Excerpts from a dataset

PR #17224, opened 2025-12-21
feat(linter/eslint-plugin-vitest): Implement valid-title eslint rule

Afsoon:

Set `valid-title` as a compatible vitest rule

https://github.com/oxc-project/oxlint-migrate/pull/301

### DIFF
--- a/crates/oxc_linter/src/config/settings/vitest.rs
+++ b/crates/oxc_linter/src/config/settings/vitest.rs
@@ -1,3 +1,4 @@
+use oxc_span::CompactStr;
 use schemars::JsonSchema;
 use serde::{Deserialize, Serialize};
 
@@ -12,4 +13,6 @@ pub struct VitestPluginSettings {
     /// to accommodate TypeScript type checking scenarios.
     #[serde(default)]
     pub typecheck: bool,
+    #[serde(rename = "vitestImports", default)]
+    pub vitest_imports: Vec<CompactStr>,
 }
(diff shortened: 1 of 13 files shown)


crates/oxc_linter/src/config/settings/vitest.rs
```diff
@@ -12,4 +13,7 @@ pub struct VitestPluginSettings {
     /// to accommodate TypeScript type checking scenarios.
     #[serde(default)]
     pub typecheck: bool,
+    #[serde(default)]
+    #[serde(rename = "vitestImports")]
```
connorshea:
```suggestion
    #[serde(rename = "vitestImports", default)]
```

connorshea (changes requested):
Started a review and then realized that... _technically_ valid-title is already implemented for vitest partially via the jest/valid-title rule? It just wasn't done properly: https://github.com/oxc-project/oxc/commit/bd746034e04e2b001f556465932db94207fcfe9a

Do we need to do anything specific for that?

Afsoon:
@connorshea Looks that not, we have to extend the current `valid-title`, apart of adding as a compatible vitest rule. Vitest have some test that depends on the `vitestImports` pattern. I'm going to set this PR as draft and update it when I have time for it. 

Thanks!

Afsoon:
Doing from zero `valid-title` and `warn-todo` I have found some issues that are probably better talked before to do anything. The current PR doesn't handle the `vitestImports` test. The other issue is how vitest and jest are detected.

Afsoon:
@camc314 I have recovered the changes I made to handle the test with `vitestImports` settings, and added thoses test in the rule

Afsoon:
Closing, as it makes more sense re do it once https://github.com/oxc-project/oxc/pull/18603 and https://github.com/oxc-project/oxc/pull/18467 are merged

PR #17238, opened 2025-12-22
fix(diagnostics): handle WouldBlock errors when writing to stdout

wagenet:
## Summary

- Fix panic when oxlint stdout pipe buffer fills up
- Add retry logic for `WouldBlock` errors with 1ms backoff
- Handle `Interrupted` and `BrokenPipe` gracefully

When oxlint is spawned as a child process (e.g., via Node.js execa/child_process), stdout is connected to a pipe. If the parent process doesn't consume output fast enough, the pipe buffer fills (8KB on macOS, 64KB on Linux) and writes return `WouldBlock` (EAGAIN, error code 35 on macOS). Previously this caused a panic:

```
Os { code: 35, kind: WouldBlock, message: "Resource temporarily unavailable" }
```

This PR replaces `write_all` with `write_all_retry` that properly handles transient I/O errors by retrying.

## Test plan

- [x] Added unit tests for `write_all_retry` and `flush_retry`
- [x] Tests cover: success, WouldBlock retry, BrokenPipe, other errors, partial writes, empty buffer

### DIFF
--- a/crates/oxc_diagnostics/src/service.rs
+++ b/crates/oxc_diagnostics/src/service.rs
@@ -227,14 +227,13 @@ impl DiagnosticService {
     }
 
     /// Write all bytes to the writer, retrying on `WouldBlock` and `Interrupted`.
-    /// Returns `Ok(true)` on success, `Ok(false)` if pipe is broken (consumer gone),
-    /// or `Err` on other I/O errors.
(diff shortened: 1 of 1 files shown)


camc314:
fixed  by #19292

_TASK TO CARRY OUT_: Reproduce exactly the lines from the one with "fix(diagnostics): handle WouldBlock" through the last line of the entries, keeping both of those lines and nothing else.

_COMPLETED TASK_:
fix(diagnostics): handle WouldBlock errors when writing to stdout

wagenet:
## Summary

- Fix panic when oxlint stdout pipe buffer fills up
- Add retry logic for `WouldBlock` errors with 1ms backoff
- Handle `Interrupted` and `BrokenPipe` gracefully

When oxlint is spawned as a child process (e.g., via Node.js execa/child_process), stdout is connected to a pipe. If the parent process doesn't consume output fast enough, the pipe buffer fills (8KB on macOS, 64KB on Linux) and writes return `WouldBlock` (EAGAIN, error code 35 on macOS). Previously this caused a panic:

```
Os { code: 35, kind: WouldBlock, message: "Resource temporarily unavailable" }
```

This PR replaces `write_all` with `write_all_retry` that properly handles transient I/O errors by retrying.

## Test plan

- [x] Added unit tests for `write_all_retry` and `flush_retry`
- [x] Tests cover: success, WouldBlock retry, BrokenPipe, other errors, partial writes, empty buffer

### DIFF
--- a/crates/oxc_diagnostics/src/service.rs
+++ b/crates/oxc_diagnostics/src/service.rs
@@ -227,14 +227,13 @@ impl DiagnosticService {
     }
 
     /// Write all bytes to the writer, retrying on `WouldBlock` and `Interrupted`.
-    /// Returns `Ok(true)` on success, `Ok(false)` if pipe is broken (consumer gone),
-    /// or `Err` on other I/O errors.
(diff shortened: 1 of 1 files shown)


camc314:
fixed  by #19292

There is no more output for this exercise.